Exercise description
Select, from the data, each line where "passed" occurs.
** Study material follows **
PR #233, opened 2017-10-13
Small refactor.

roncohen:
This refactors the frontend handler so the config check happens once instead of for each request. 

- Removes `frontendSwitchHandler`
- Introduces generic `errorHandler`

### DIFF
--- a/beater/handlers.go
+++ b/beater/handlers.go
@@ -58,9 +58,12 @@ func backendHandler(p processor.Processor, config Config, report reporter) http.
 }
 
 func frontendHandler(p processor.Processor, config Config, report reporter) http.Handler {
-	return logHandler(
-		frontendSwitchHandler(config.EnableFrontend,
-			processRequestHandler(p, config, report)))
+	if config.EnableFrontend {
+		return logHandler(processRequestHandler(p, config, report))
+	} else {
+		return logHandler(errorHandler(403, errForbidden))
+	}
+
 }
 
 func healthCheckHandler(_ processor.Processor, _ Config, _ reporter) http.Handler {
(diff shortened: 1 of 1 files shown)


beater/handlers.go
```diff
@@ -58,9 +58,12 @@ func backendHandler(p processor.Processor, config Config, report reporter) http.
 }
 
 func frontendHandler(p processor.Processor, config Config, report reporter) http.Handler {
-	return logHandler(
-		frontendSwitchHandler(config.EnableFrontend,
-			processRequestHandler(p, config, report)))
+	if config.EnableFrontend {
```
jalvz: im not convinced about this. 

i wanted to not have any logic at all on the top level handlers (backend, frontend) and just chain downstream handlers, so they can be better reused. chaining would be their only responsibility.
this ways you are doing too many things imo: composing _and_ branching.

i'd liked more eg. @simitt idea of renaming the feSwitchHandler so it could be used in the backend if needed. this way you would have to duplicate the logic, and is not like this affords  code or something.

beater/handlers.go
```diff
@@ -70,21 +73,17 @@ func healthCheckHandler(_ processor.Processor, _ Config, _ reporter) http.Handle
 		}))
 }
 
-func logHandler(h http.Handler) http.Handler {
+func errorHandler(code int, err error) http.Handler {
```
jalvz: this looks like this is the only way to send errors, but that is not true. how would you reuse this eg. for errors returned in `processRequestHandler`?

simitt:
I am confused, how does the check for the `frontend_handler` happen once and not per request with this change? From my understanding it still happens per request.

roncohen:
@simitt when `frontendHandler` and `backendHandler` are called, they return a handler chain. A bunch of http.Handler that are wired to call each other when you put a request in at the top.

In the current version when a request is passed to `frontendSwitchHandler`, it will look at the config and decide whether to return an error or to pass the request on the next handler `processRequestHandler`.

With this change, we make the check in `frontendHandler` and return a simple chain that always gives an error if frontend endpoints are disabled.

beater/handlers.go
roncohen: `errorHandler` is just a convenience handler when there are handler chains that should always end up in an error (like the frontend handler when frontend is disabled).

beater/handlers.go
roncohen: To me it's cleaner that the logic related to handling frontend endpoints is only in one place. The rest of the chain is generic.

roncohen:
I don't feel strongly about this so if you don't think this is cleaner I'm fine to close it.

simitt:
Ofc, thanks for the explanation.

I'd be fine with this change then. The overhead of checking per request could sum up if the server gets overloaded, but since it is still just a simple check I don't see an issue with the current solution either.

PR #235, opened 2017-10-13
Use libbeat LoadCertificate function on server side

sterchelen:
To add the encrypted private key loading feature, I've :
- update the `vendor/github.com/elastic/beats/libbeat/outputs` package which put in public mode the `LoadCertificate` function.
-  use the `LoadCertificate` function and inject the certificate in the `http.Server`.
- Modify tests in consequence.
- Modify reference yaml files.
- Add more log on certificate / private key loading.


sterchelen:
@ruflin @jalvz Here is the change to use the libbeat `LoadCertificate` function.

There is no test for a private key with a pass_phrase. To allow that we should think to reuse the following function with little modification to decrypt the pem block: https://github.com/elastic/beats/blob/d15cab2b3ec265a7f8bf3514c0e4fbc01c498a40/libbeat/outputs/transport/transptest/testing.go#L180 

Do I make the modification on beats repository or I copy the function inside our repository and apply the modification ?

ruflin:
As the functionality is inherited from beats now, it should be up to beats to make sure it works as expected. Or is the usage / implementation different here?

sterchelen:
@ruflin ,
The implementation is exactly the same as beats ! I will made a pull request on beats to implement this test :).

sterchelen:
PR open on beats repository --> https://github.com/elastic/beats/pull/5431
It modify the function that generate a certificate for testing purpose by adding a password parameter.

When the PR will be merged, I'll can add more tests on the `beater/server_test.go` file with a focus on private key with password handling.

sterchelen:
Gentlemen,

I've use the beats modification that I've made to create testing certificate. I've also added a new unit test to test the server in https mode with a encrypted certificate key.

jalvz:
Great @sterchelen ! Ill have a look soon. In the meanwhile, can you rebase master and fix conflicts?

sterchelen:
I've already merged master on it :)

_meta/beat.reference.yml
```diff
@@ -20,7 +20,8 @@ apm-server:
   #ssl.enabled: false
   #ssl.certificate : "path/to/cert"
   #ssl.key : "path/to/private_key"
-
+  #ssl.pass_phrase: "foobar"
```
jalvz: correct attribute here is `ssl.key_passphrase`

beater/server_test.go
```diff
@@ -13,7 +13,10 @@ import (
 	"testing"
 	"time"
 
-	"github.com/kabukky/httpscerts"
```
jalvz: this dependency is not used anymore, should be removed then (also remember to run `make notice` after removing it to remove its entry from the NOTICE file as well)

beater/server_test.go
```diff
@@ -160,16 +163,29 @@ func TestServerNoContentType(t *testing.T) {
 	assert.Equal(t, http.StatusBadRequest, rr.Code, rr.Body.String())
 }
 
+func TestServerSecureOkWithPasswordKey(t *testing.T) {
```
jalvz: This is good!
I miss 1 more test that "breaks" if the passphrase generated and the one passed in the server config do not match.
Note: in that scenario the server won't be able to start, so you need to assert that a timeout happens instead, the one in `waitForServer`. That is hardcoded to 10 seconds, so you will also need to modify that function to accept a `timeout` param and pass a lower value for that test because 10 secs every time it runs would be very slow.
Does this makes sense to you?

beater/server.go
```diff
@@ -35,11 +37,22 @@ func run(server *http.Server, config Config) error {
 
 	ssl := config.SSL
 	if ssl.isEnabled() {
-		return server.ListenAndServeTLS(ssl.Cert, ssl.PrivateKey)
+		logp.Info("Loading server certificate: %s", config.SSL.Certificate.Certificate)
+		logp.Info("Loading private key: %s", config.SSL.Certificate.Key)
+		cert, err := outputs.LoadCertificate(&config.SSL.Certificate)
+		if err != nil {
+			return err
```
jalvz: This code path should also be tested, I think

jalvz:
Great work @sterchelen ! I think this is very very close :)

beater/server_test.go
sterchelen: This dependency is already removed. You are looking in the wrong side of the diff :)

beater/server.go
sterchelen: @jalvz While I'm writing a test for this path, I saw that we are completely hiding error from the `setupServer` function (`server_test` file). Particularly on the `go run` statement.

If we check the error while running the server, we could remove all the `checkErrMsg`tests.

For instance, the `TestServerSecureBadDomain` test, would only have to check if an error has occured with the following msg : `http: TLS handshake error from 127.0.0.1:60368: remote error: tls: bad certificate`.
Again, for the `TestServerBadProtocol` test, we would only have to check for an error like `http: TLS handshake error from 127.0.0.1:60386: tls: oversized record received with length 21536` which tells us that we are trying to reach the https server with the http protocol.

Do you agree ?

jalvz: @sterchelen that sounds good to me, but how do check the error while running the server?

beater/server_test.go
jalvz: Sorry, I meant the actual code from the dependency, not the import.
https://github.com/elastic/apm-server/blob/master/vendor/vendor.json#L1163-L1168 and https://github.com/elastic/apm-server/tree/master/vendor/github.com/kabukky/httpscerts

sterchelen:
@jalvz  sorry for the delay ... So much professional work :)

_meta/beat.reference.yml
```diff
@@ -20,7 +20,7 @@ apm-server:
   #ssl.enabled: false
   #ssl.certificate : "path/to/cert"
   #ssl.key : "path/to/private_key"
-
+  #ssl.key_passphrase: "foobar"
```
graphaelli: let's make this an empty string to match other elastic pkgs

apm-server.reference.yml
```diff
@@ -20,7 +20,7 @@ apm-server:
   #ssl.enabled: false
   #ssl.certificate : "path/to/cert"
   #ssl.key : "path/to/private_key"
-
+  #ssl.key_passphrase: "foobar"
```
graphaelli: let's make this an empty string to match other elastic pkgs

beater/client.go
```diff
@@ -29,7 +29,11 @@ func isServerUp(secure bool, host string, numRetries int, retryInterval time.Dur
 
 	for i := 0; i <= numRetries; i++ {
 		if check() {
-			logp.Info("HTTP Server ready")
+			secureInfo := ""
+			if secure {
+				secureInfo = " (secure mode activated)"
+			}
```
graphaelli: building `secureInfo` can be done outside the for loop.  Also good with removing it altogether.

beater/server.go
```diff
@@ -2,10 +2,13 @@ package beater
 
 import (
 	"context"
+	"crypto/tls"
 	"net/http"
 	"time"
 
 	"github.com/elastic/apm-server/version"
+	"github.com/elastic/beats/libbeat/outputs"
+
```
graphaelli: extra newline here

beater/server_test.go
```diff
@@ -274,7 +301,7 @@ func randomAddr() string {
 	return l.Addr().String()
 }
 
-func waitForServer(secure bool, host string) {
+func waitForServer(secure bool, host string, timeout int) {
```
graphaelli: would prefer a context to timeout here but we can add that later

beater/server_test.go
```diff
@@ -290,13 +317,24 @@ func waitForServer(secure bool, host string) {
 		return res.StatusCode
 	}
 
-	for i := 0; i <= 1000; i++ {
-		time.Sleep(time.Second / 50)
+	for i := 0; i < timeout; i++ {
 		if check() == http.StatusOK {
 			return
 		}
+		time.Sleep(time.Second * 1)
```
graphaelli: How long does this normally take?  I expect we can bring this way down.

beater/server_test.go
```diff
@@ -290,13 +317,24 @@ func waitForServer(secure bool, host string) {
...
 	}
-	panic("server run timeout (10 seconds)")
+	// for i := 0; i <= timeout*100; i++ {
+	// 	time.Sleep(time.Second / 50)
+	// 	if check() == http.StatusOK {
+	// 		return
+	// 	}
+	// }
```
graphaelli: remove commented out code

beater/server_test.go
```diff
@@ -241,13 +269,12 @@ var testData = func() []byte {
...
-	key := path.Join(tmpCertPath, t.Name()+".key")
-	t.Log("generating certificate in ", cert)
-	httpscerts.Generate(cert, key, domain)
+func withSSL(t *testing.T, domain string, passwordKey string) *SSLConfig {
+	name := path.Join(tmpCertPath, t.Name())
+	t.Log("generating certificate in ", name)
+	transptest.GenCertForTestingPurpose(t, domain, name, passwordKey)
 
-	return &SSLConfig{Cert: cert, PrivateKey: key}
+	return &SSLConfig{Enabled: newTrue(), Certificate: outputs.CertificateConfig{Certificate: name + ".pem", Key: name + ".key", Passphrase: passwordKey}}
```
graphaelli: since this is the only usage of `newTrue()`, a local `truthy` var like elsewhere would be preferred.

beater/server_test.go
graphaelli: Doesn't look like this has been addressed yet.

beater/client.go
sterchelen: Agree with building it outside the for loop. Not agree with removing it. IMO, logged that the server is in secure mode is relatively important to know ?

beater/server_test.go
sterchelen: Do you mean the name of the variable is not intelligible ?

beater/server_test.go
sterchelen: Resolved !

sterchelen:
@graphaelli Does the PR seems good to you ?

sterchelen:
@graphaelli  @ruflin  Any news ?

sterchelen:
Hi !
I will update the PR by the end of the week !
Sounds correct to you ?

jalvz:
Sounds fantastic! 👍

jalvz:
Took this over to https://github.com/elastic/apm-server/pull/1010
Thanks @sterchelen !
** End of Study material **
Task answer
In the current version when a request is passed to `frontendSwitchHandler`, it will look at the config and decide whether to return an error or to pass the request on the next handler `processRequestHandler`.
I miss 1 more test that "breaks" if the passphrase generated and the one passed in the server config do not match.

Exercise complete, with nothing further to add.